■ **Data**:
::::
PR #212, opened 2025-03-26
chore: update to Go 1.24 and dependencies

nilsdebruin:
- Update Go version to 1.24

- Update all dependencies to their latest versions

- Fix fmt.Errorf format string in cmd_info.go

-----


letFunny:
> Another PR, now including the latest update for Go and the current dependencies. The setup for go 1.22.12 still contains a dependency which has a critical CVE entry according to Dockerhub. This updated version does not contain any CVE's.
::::
■ **Assigned task**: Copy out the whole listing exactly; please set it all down.

■ **Written response**:
PR #212, opened 2025-03-26
chore: update to Go 1.24 and dependencies

nilsdebruin:
- Update Go version to 1.24

- Update all dependencies to their latest versions

- Fix fmt.Errorf format string in cmd_info.go

-----


letFunny:
> Another PR, now including the latest update for Go and the current dependencies. The setup for go 1.22.12 still contains a dependency which has a critical CVE entry according to Dockerhub. This updated version does not contain any CVE's.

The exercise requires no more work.